-- SUPPLIED DATA follows --
PR #566, opened 2026-02-01
Integrate Approved Session Tracking Fixes into 10.0.x

rammakablecode:
### References:
Approved PR: https://github.com/thoth-tech/doubtfire-api/pull/83
Unmerged PR: https://github.com/thoth-tech/doubtfire-api/pull/74

# Description

This PR merges the changes from the approved PR [#83](https://github.com/thoth-tech/doubtfire-api/pull/83) into the 10.0.x branch. It ensures the session tracking logic integrated includes schema fixes, environment blockers, and backend improvements previously approved in [#83](https://github.com/thoth-tech/doubtfire-api/pull/83).

This PR directly references the approved work from [#83](https://github.com/thoth-tech/doubtfire-api/pull/83) and makes it available in the target branch for further development and frontend integration.

#### Fixes identified issues that blocked development and limited the usefulness of the existing schema:
- MySQL tablespace errors (errno: 194) that prevented successful migrations in Windows-hosted Docker environments.
- CRLF line endings in shell scripts causing Dev Container startup failures.
- Inefficient frontend computation of session_activity gaps.

Frontend impact
Persisting duration_minutes enables direct aggregation via the API and removes the need for complex time-delta calculations in the Angular frontend. This change is intended to support(https://github.com/thoth-tech/doubtfire-web/pull/402). By providing this data via the API, we avoid complex time-delta calculations in the Angular frontend, allowing 402 to be refactored to connect directly to this backend logic since the frontend contributions are yet to connect to exisitng backend.

## Type of change

# How Has This Been Tested?

- [x] Test A: Migration Sequence
Executed bundle exec rails db:migrate:redo VERSION=20250922103033.

   Verified:
   `marking_sessions` table is created successfully
   `duration_minutes` column exists
   No MySQL tablespace errors occur

- [x] Test B: Session Tracking Logic
Ran `bundle exec ruby -I test test/services/session_tracker_test.rb.`
   Result: 2 runs, 13 assertions, 0 failures, 0 errors.
   Ran `bundle exec rails test test/api/marking_sessions_api_test.rb`
   6 runs, 67 assertions, 0 failures, 0 errors, 0 skips

image

- 
Screenshot 2026-01-29 162100

   Confirmed:
   15-minute "sticky" session window works 
   `duration_minutes` is correctly updated upon activity.

# Checklist:

### DIFF
--- a/app/models/marking_session.rb
+++ b/app/models/marking_session.rb
@@ -15,6 +15,14 @@ class MarkingSession < ApplicationRecord
 
   def update_session_details
     now = DateTime.now
-    update(end_time: now)
+    if start_time.present?
+      duration = ((now.to_f - start_time.to_f) / 60).to_i
+      update(
+        end_time: now,
+        duration_minutes: duration
+      )
+    else
+      update(end_time: now, duration_minutes: 0)
+    end
   end
 end
--- a/app/services/session_tracker.rb
+++ b/app/services/session_tracker.rb
@@ -18,10 +18,10 @@ class SessionTracker
       project_id: project.id,
       task_id: task&.id,
       task_definition_id: task&.task_definition_id,
-      created_at: Time.zone.now
+      created_at: DateTime.now
     )
 
-    session.update_session_details
+    session.update_session_details if action == 'assessing'
 
     activity
   end
--- a/db/migrate/20250922103033_create_marking_sessions.rb
+++ b/db/migrate/20250922103033_create_marking_sessions.rb
@@ -6,6 +6,7 @@ class CreateMarkingSessions < ActiveRecord::Migration[7.1]
       t.string :ip_address
       t.datetime :start_time
       t.datetime :end_time
+      t.integer :duration_minutes, default: 0
       t.boolean :during_tutorial
 
       t.timestamps
--- a/db/schema.rb
+++ b/db/schema.rb
@@ -191,6 +191,7 @@ ActiveRecord::Schema[8.0].define(version: 2025_11_02_221253) do
     t.string "ip_address"
     t.datetime "start_time"
     t.datetime "end_time"
+    t.integer "duration_minutes", default: 0
     t.boolean "during_tutorial"
     t.datetime "created_at", null: false
     t.datetime "updated_at", null: false
--- a/test/api/marking_sessions_api_test.rb
+++ b/test/api/marking_sessions_api_test.rb
@@ -150,16 +150,15 @@ class MarkingSessionsApiTest < ActiveSupport::TestCase
     assert_not last_activity.nil?
 
     # > Force the session to be 10 minutes in the past
-    travel 10.minutes
-    travel 5.seconds # Ensure we're past the 10 minute mark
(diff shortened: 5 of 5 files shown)


db/migrate/20250922103033_create_marking_sessions.rb
```diff
@@ -6,6 +6,7 @@ def change
       t.string :ip_address
       t.datetime :start_time
       t.datetime :end_time
+      t.integer :duration_minutes, default: 0
```
b0ink, line 9: You'll need to start a new migration if you want to make changes to the schema, as this is already shipped in production

app/services/session_tracker.rb
```diff
@@ -18,10 +18,10 @@ def self.record_assessment_activity(action:, user:, project:, ip_address:, task:
       project_id: project.id,
       task_id: task&.id,
       task_definition_id: task&.task_definition_id,
-      created_at: Time.zone.now
+      created_at: DateTime.now
     )
 
-    session.update_session_details
+    session.update_session_details if action == 'assessing'
```
b0ink, line 24: We want various actions to let the backend know the tutor is still active - this includes adding comments, opening different submissions, etc.

We can't limit this to just the `assessing` action, because a tutor could - for example - spend 2 hours opening and reviewing submissions, leaving comments, and not change the status of any tasks (triggering the `assessing` action) - this would result in multiple sessions being created back-to-back once the previous session is older than 15 minutes.

app/models/marking_session.rb
```diff
@@ -15,6 +15,14 @@ def duration_minutes
...
-    update(end_time: now)
+    if start_time.present?
+      duration = ((now.to_f - start_time.to_f) / 60).to_i
+      update(
+        end_time: now,
+        duration_minutes: duration
+      )
+    else
+      update(end_time: now, duration_minutes: 0)
+    end
```
b0ink, line 26: duration_minutes is redundant and should not be part of the schema.
The cost of calculating duration from start_time and end_time is negligible, and storing it would duplicate derived data.

Persisting duration_minutes introduces a risk of data inconsistency - for example, if one value is updated without the other - leading to conflicting sources of truth

We [dynamically calculate](https://github.com/doubtfire-lms/doubtfire-api/blob/339b6493ec73432ef74e96c9983fb17d0659de92/app/models/marking_session.rb#L11-L14) duration_minutes when we expose the MarkingSession entity

app/services/session_tracker.rb
```diff
@@ -18,10 +18,10 @@ def self.record_assessment_activity(action:, user:, project:, ip_address:, task:
       project_id: project.id,
       task_id: task&.id,
       task_definition_id: task&.task_definition_id,
-      created_at: Time.zone.now
+      created_at: DateTime.now
```
b0ink, line 21: Time.zone.now should be used

b0ink (commented):
Thanks for your contributions, but I don't think we require any of these changes and I have added comments explaining why

If you were looking to optimise how we handle the session duration, it would probably be even better not to expose the `duration_minutes` from the backend at all, reducing the size of the data sent from the server, and to do the calculation client-side the performance cost is negligible

PR #568, opened 2026-02-10
feat: clang-query based concept usage checker

WhyPenguins:
**Note** - this PR isn't necessarily intended to be merged directly :) I'm unfamiliar with this project, and simply tried to guess at the relevant locations for these scripts. They will probably need to be relocated. They are also not in the language of the project - since they are relatively standalone I hope this is alright :)

# Description

This PR adds a script `check_concept_usage.py` that uses `clang-query` to check if a C++ file matches any rules from a named rule set. It can be called as follows:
-- SUPPLIED DATA concluded --
_WHAT NEEDS TO BE DONE_
The expected answer is a copy of each line above containing "comments".

_SOLUTION_
b0ink, line 24: We want various actions to let the backend know the tutor is still active - this includes adding comments, opening different submissions, etc.
We can't limit this to just the `assessing` action, because a tutor could - for example - spend 2 hours opening and reviewing submissions, leaving comments, and not change the status of any tasks (triggering the `assessing` action) - this would result in multiple sessions being created back-to-back once the previous session is older than 15 minutes.
Thanks for your contributions, but I don't think we require any of these changes and I have added comments explaining why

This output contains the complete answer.